(Stored entries)
PR #375, opened 2026-06-22
Scott/store

sagrimson:
### Summary

Introduces a centralized Zustand store (`AtlasStore`) as the single source of truth for atlas state, replacing the previously scattered local state. Connects the streaming query pipeline end-to-end so queries produce visible cards on the canvas with chart, table, and notes variants.

#### Store (`src/store/`)
- **New `AtlasStore`** (Zustand + devtools) managing history nodes, a card registry, and transient UI state (processing flag, status message).
- **Actions**: `queryStart`, `nodeAddResult`, `queryComplete`, `queryFail`, `queryCancel`, `cardRegister`/`cardUnregister`, etc.
- **Import/export serialization** — download or upload the full store state as a versioned JSON envelope for debugging and sharing.

#### Store ↔ Canvas Sync (`scopes/atlas/sync_store.ts`)
- Derives `AtlasContent` (chart / table / text) from raw `QueryResult` data in the store.
- Syncs store card entries to canvas shapes, adding/removing/updating them reactively.

#### Query Pipeline
- **`QueryProvider`** refactored to dispatch streaming events (`STREAM_EVENT`) into the store rather than managing cards locally.
- **render_result_html.ts** (server) — new step that builds Markdown table + notes HTML from `QueryResult`, parsed via `marked`, so the client receives pre-rendered HTML.
- **Streaming query hook** updated to surface status constants (`STATUS.*`) through the store.

#### UI
- **Facet selector** — dropdown on chart cards to switch between available facets (source/date-range/unit).
- **Table variant** — cards can render as an HTML table alongside chart and text variants.
- **Status component** — shows current prompt + processing status with a cancel button.
- **`HtmlParsed` primitive** — renders trusted server-generated HTML with clickable internal links (triggers new chart queries).
- **Dev panel** — import/export state controls behind dev mode.
- **Home page** — removed duplicate status display, intro no longer hides immediately.

#### Misc
- Markdown parsing moved server-side (avoids shipping `marked` to the client bundle).
- Cards render per-variable-per-place (3 cards per query per place: chart, table, notes).
- `validate_href` utility for safe link handling within parsed HTML.
- `use_dev_mode` hook for toggling developer tooling.


dataweaver/apps/web/src/components/primitives/html_parsed.tsx
```diff
@@ -0,0 +1,66 @@
...
+    () =>
+      html
+        ? parse(html, {
+            replace: (domNode) => {
+              if (domNode instanceof Element) {
+                switch (domNode.name) {
+                  case 'script':
+                  case 'style':
+                  case 'iframe':
+                    return null;
```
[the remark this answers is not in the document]
sagrimson: done

dataweaver/apps/web/src/components/scopes/atlas/sync_store.ts
```diff
@@ -0,0 +1,202 @@
...
+ */
+export const useStoreShapeSync = (atlas: AtlasContextProps) => {
+  const handlesRef = useRef<Map<string, CardHandle<CardVariant>>>(new Map());
+  const prevCardsRef = useRef<Record<string, CardEntry>>({});
+
+  useEffect(() => {
+    const unsubscribe = useAtlasStore.subscribe(({ cards }) => {
+      const prevCards = prevCardsRef.current;
+
+      const handles = handlesRef.current;
```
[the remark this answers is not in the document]
sagrimson: done

dataweaver/apps/web/src/components/elements/card/chart/data_chart_line.tsx
```diff
@@ -34,10 +34,13 @@ export const DataChartLine = ({ data, width, height }: ChartProps) => {
         tickLine={false}
         axisLine={false}
         tick={{ fontSize: 10, fill: AXIS_COLOR }}
+        tickFormatter={(v) =>
+          Intl.NumberFormat('en', { notation: 'compact' }).format(v)
+        }
```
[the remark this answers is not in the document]
sagrimson: done

dataweaver/apps/web/src/components/elements/card/chart/data_table.tsx
```diff
@@ -5,21 +5,22 @@ interface DataTableProps {
...
-        {data.map(({ year, emissions }) => (
-          <tr key={year}>
-            <td>{year}</td>
-            <td>{emissions}</td>
+        {data.map(({ date, value }) => (
+          <tr key={date}>
+            <td>{date}</td>
+            <td>
+              {Intl.NumberFormat('en', { notation: 'compact' }).format(value)}
+            </td>
```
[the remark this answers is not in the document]
sagrimson: done

dataweaver/apps/web/src/store/store.ts
```diff
@@ -0,0 +1,293 @@
...
+        const { nodes } = get();
+        const chain: HistoryNode[] = [];
+        let currentId: string | null = nodeId;
+
+        while (currentId && chain.length < MAX_ANCESTOR_CHAIN) {
+          const node: HistoryNode | undefined = nodes[currentId];
+          if (!node) break;
+          chain.unshift(node);
+          currentId = node.parentId;
+        }
```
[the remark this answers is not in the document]
sagrimson: done

dataweaver/apps/web/src/store/store.ts
```diff
@@ -0,0 +1,293 @@
...
+          const node = nodes[card.historyNodeId];
+          if (!node) continue;
+          const result = node.results[card.placeDcid];
+          if (!result) continue;
+          for (const entity of result.entities) {
+            dcids.push(entity.dcid);
+          }
+        }
+
+        return dcids;
```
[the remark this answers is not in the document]
sagrimson: done

dataweaver/apps/web/src/server/types.ts
```diff
@@ -5,50 +5,64 @@ export interface ParsedQuery {
...
   name: string;
 }
 
 export interface QueryResult {
   id: string;
-  chartType: ChartType;
   title: string;
   variables: ChartVariable[];
   entities: ChartEntity[];
   metadata: ChartMetadata[];
```
nick-nlb: This isn't part of this PR directly (but does have a bearing on code in the PR that uses this interface):

We are bundling observation/facet/entity information into an interface called `ChartMetadata`, stored in a key labeled `metadata`. 

Most of this information isn't actually metadata, but rather the actual observations themselves (the data/value sequence that makes up the time series), facet/series keys such as measurement method, observationPeriod, unit, etc, (which are a form of metadata, but here are the keys that distinguish a facet).

We will soon have endpoints by available through which Data Weaver will be able to get full, enriched metadata, that would have a matching interface here

For this particular section of the payload, something broader like `data` or `timeSeries` would fit better. Each entry of this array is really a TimeSeries. Most likely it will be rendered as a chart by the frontend (although even now we have the tabular view as well), but here is really a collection of facet-grouped observations.

We can envision how the relationship between the time series and the chart might be more complex when we think about how the frontend might combine time series into charts.

Right now, each chart renders a single time series, but we will soon have single charts that have multiple time series. This could be either a single stat var, multiple entities (GDP, Canada/USA) or a multiple variables, single stat var (GDP/Life Expectancy).

dataweaver/apps/web/src/server/types.ts
```diff
@@ -5,50 +5,64 @@ export interface ParsedQuery {
...
 
-interface ChartEntity {
+export interface ChartEntity {
   dcid: string;
   name: string;
 }
 
 export interface QueryResult {
   id: string;
-  chartType: ChartType;
```
nick-nlb, line 43: Following up on the previous comment about metadata to time series:

I see that the chart type was removed here. We only have line charts right now, but we will need some way for the front end to know "given this particular set of time series, group them together this way, and use this suggested chart type".

We have the array of time series (currently called metadata), but we don't yet have the suggestion of how these end up being grouped together in cards (if at all) and then what the appropriate charting tool is to display them. 

We could have a separate attribute in the QueryResult that represents a suggested grouping of stat vars and entities into individual cards, with each grouping being given a suggested chart type.

dataweaver/apps/web/src/server/types.ts
```diff
@@ -5,50 +5,64 @@ export interface ParsedQuery {
...
   title: string;
   variables: ChartVariable[];
```
nick-nlb: Similarly to the current `ChartMetadata`, the `ChartVariable` and `ChartEntity` aren't really yet specific to charts (although they could be grouped that way later. This is more just a naming things, but these could be just "statVars", "entities", and they could actually be grouped into a metadata interface here (the linking of DCIDs to human-readable names could fit into the broad category of metadata).

dataweaver/apps/web/src/app/api/query/route.ts
```diff
@@ -75,16 +87,21 @@ export async function POST(request: NextRequest) {
...
+        });
 
         // Resolve places
         let places = parsed.places;
-        if (places.length === 0) {
+        if (parsed.isFollowUp && places.length === 0) {
           places =
             selectedEntityDcids.length > 0 ? selectedEntityDcids : [query];
         }
+        if (places.length === 0) places = [query];
```
nick-nlb, line 104: If there is no place, why does the query get used? (If I search for "Tell me about GDP", this will end up being slotted into the `places` section here.

dataweaver/apps/web/src/components/primitives/html_parsed.tsx
```diff
@@ -0,0 +1,71 @@
...
+}) => {
+  const parsedHtml = useMemo(
+    () =>
+      html
+        ? parse(html, {
+            replace: (domNode) => {
+              if (domNode instanceof Element) {
+                for (const attr of Object.keys(domNode.attribs)) {
+                  if (attr.toLowerCase().startsWith('on')) {
+                    delete domNode.attribs[attr];
```
nick-nlb: There is a degree of sanitization happening here, but it could be hardened. Instead of deleting elements that start with "on", could we take a whitelist approach and remove all attributes except for the few that we need (i.e., we may only need class, href, target, rel etc, but not id, name, onX).

We are also dropping a particular set of node types (script, style) but it's hard to be very sure that we have  covered every possible edge case in custom sanitization. I.e., form tags and svgs might be a vector. 

We could keep this sanitization (while hardening it) but if we are handling and passing HTML, we should use a production grade sanitization library.

dataweaver/apps/web/src/components/scopes/atlas/components/in_front_of_canvas/dev_panel.tsx
```diff
@@ -0,0 +1,61 @@
...
+  };
+
+  return (
+    <div className={s.container}>
+      <Button
+        size="small"
+        colorScheme={BUTTON_COLOR_SCHEME}
+        onClick={exportState}
+      >
+        Export State
```
nick-nlb, line 32: This is a very helpful feature! At some point, it might be nice to have this viewable inline (rather than downloading and opening) but for now, this is great.

dataweaver/apps/web/src/server/types.ts
```diff
@@ -5,50 +5,64 @@ export interface ParsedQuery {
...
+export type CardType = 'loading' | 'table' | 'notes' | 'chart';
+
+export interface Insight {
+  title: string;
+  text: string;
+}
 
 export interface CardEntry {
   shapeId: string;
+  historyNodeId: string;
```
nick-nlb, line 32: We are tightly coupling data retrieval (our query history) and presentation (the cards on the canvas and how they decide what data to display). In particular, a card is locked to a single query round and a single entity/variable combination (with the first one displaying by default).

This works for simple tables where users click to spawn individual charts. However, it limits the more complex possibilities that we will need.

For example, f I search for "Life Expectancy and Age Pyramid in North America", I might expect to get multiple stat vars and multiple time series, combined in various ways, and displayed over multiple chart cards, all opened right away. 

In that example, I might get one chart (a line chart) that contains time series for the various countries in NA, as well as a second chart that contains a histogram of the age pyramid (once bar charts are available). 

Relatedly, if we want to manipulate charts directly on the front end (let's say combining two line charts generated over two different queries into one), this tight coupling limits us. Combining two charts on the canvas shouldn't alter or merge the underlying history. 

Thinking aloud about how we could approach this decoupling:

We could introduce a pointer structure in the store:
```
DataSeriesSpec {
  historyNodeId: string;
  placeDcid: string;
  variableDcid: string;
} 
```
Each chart then holds a `series` array of these DataSeriesSpec entries (which would allow us to merge, split, or otherwise customize charts on the canvas by manipulating the series arrays, leaving the underlying query history and data records untouched).

dataweaver/apps/web/src/components/scopes/atlas/query_provider.tsx
```diff
@@ -36,41 +35,166 @@ interface QueryProviderProps {
...
+
+        // Remove the loading placeholder for this place and replace with real cards.
+        const loadingId = `shape:${active.nodeId}__${place}__loading`;
+        const { cardUnregister } = store.getState();
+        cardUnregister(loadingId);
+        active.cardIds = active.cardIds.filter((id) => id !== loadingId);
+
+        // Register table card.
+        const tableId = `shape:${active.nodeId}__${entityDcid}__table`;
+        cardRegister(tableId, active.nodeId, 'table', entityDcid);
```
nick-nlb: Maybe a batch registration of multiple cards for sequences like this?

dataweaver/apps/web/src/store/store.ts
```diff
@@ -0,0 +1,296 @@
...
+            'queryCancel',
+          );
+        },
+
+        querySetProcessing: (val) =>
+          set({ isProcessing: val }, undefined, 'querySetProcessing'),
+        querySetStatus: (val) =>
+          set({ currentStatus: val }, undefined, 'querySetStatus'),
+
+        getAncestorChain: (nodeId) => {
```
nick-nlb, line 249: Can we start to introduce unit tests for these functions (this could be a separate, follow-up PR).

nick-nlb (commented):
Thank you for all this Scott! Looks great, nice to see the store take shape.

A few comments below. Some of them we could roll out into another PR to prevent this one from getting to large/complex (i.e. the rethinking of how query results/cards are connected, unit tests, etc).

For any that you would prefer to address separately, we can place them in the tracker and do them as a follow-up.

dataweaver/apps/web/src/app/api/query/route.ts
sagrimson: This is resolved in the next PR I'm working on that deals with error handling, I can't remember why I put the query in there TBH, I think maybe it was breaking if the array was empty?

dataweaver/apps/web/src/components/primitives/html_parsed.tsx
sagrimson: Yes good call, I added dompurify - much cleaner!

dataweaver/apps/web/src/store/store.ts
sagrimson: For sure, will get a new PR started for this

dataweaver/apps/web/src/server/types.ts
sagrimson: done! Renamed it to 'StatVar' and 'Entity'

dataweaver/apps/web/src/components/scopes/atlas/query_provider.tsx
sagrimson: Ah good idea, done!

dataweaver/apps/web/src/server/types.ts
sagrimson: Added an entry in the tracker for this one :)

dataweaver/apps/web/src/server/types.ts
sagrimson: Renamed to TimeSeries

dataweaver/apps/web/src/server/types.ts
sagrimson: Yes 100%, I was thinking of the history node / card relationship as a one to many, but this seems very obvious now that you mention it 🙈 I added this to the tracker as I think it will be good as a separate PR

dataweaver/apps/web/src/app/api/query/route.ts
sagrimson: (also added to the tracker as 'error handling')

dataweaver/apps/web/src/components/primitives/html_parsed.tsx
```diff
@@ -0,0 +1,65 @@
...
+export const HtmlParsed = ({
+  html,
+  onAction,
+  className,
+}: {
+  html: string;
+  onAction?: (href: string) => void;
+  className?: string;
+}) => {
+  DOMPurify.setConfig({ FORBID_TAGS: ['style'] });
```
nick-nlb: Raw in the function's render execution, this will set the configuration on every render. 

Looking at the `sanitize` docs, it looks like you can pass the configuration directly into sanitize as the second parameter (i.e. inside the useMemo below).

dataweaver/apps/web/src/components/scopes/atlas/sync_store.ts
```diff
@@ -0,0 +1,205 @@
...
+          // Pass raw ID (strip "shape:" prefix) so tldraw shape ID matches store key.
+          const rawId = shapeId.replace(/^shape:/, '');
+          const handle = atlas.add(content, rawId);
+          handles.set(shapeId, handle);
+        }
+
+        // Detect cards whose type changed (loading → real)
+        for (const [shapeId, card] of Object.entries(cards)) {
+          const prevCard = prevCards[shapeId];
+          if (!prevCard || prevCard.type === card.type) continue;
```
nick-nlb, line 168: We can discuss what this functionality should be, but would type be the only differentiator for an existing card that would prompt an overwrite? If I run an import of existing data (maybe from a few turns ago, before I made some changes to a card), I would expect the overwrite to happen to that card even if the type hasn't changed. Let's add to the list to discuss.

nick-nlb (approved):
Thank you for the updates Scott! A couple of comments (one should be quick, and the other one for the list).

dataweaver/apps/web/src/components/primitives/html_parsed.tsx
sagrimson: Ah totally, fixed!

dataweaver/apps/web/src/components/scopes/atlas/sync_store.ts
sagrimson: Yep currently the cards don't change after they've been loaded, but will definitely need to change this logic once we figure out how/when we want to modify cards -- this is also related to decoupling cards from history, so maybe this can be included in that PR, will add a tracker item to discuss!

■ **WORK REQUIRED**
Gather every line from the entries above where the word "approach" appears, and copy them.

■ **RESPONSE**
nick-nlb: There is a degree of sanitization happening here, but it could be hardened. Instead of deleting elements that start with "on", could we take a whitelist approach and remove all attributes except for the few that we need (i.e., we may only need class, href, target, rel etc, but not id, name, onX).
Thinking aloud about how we could approach this decoupling:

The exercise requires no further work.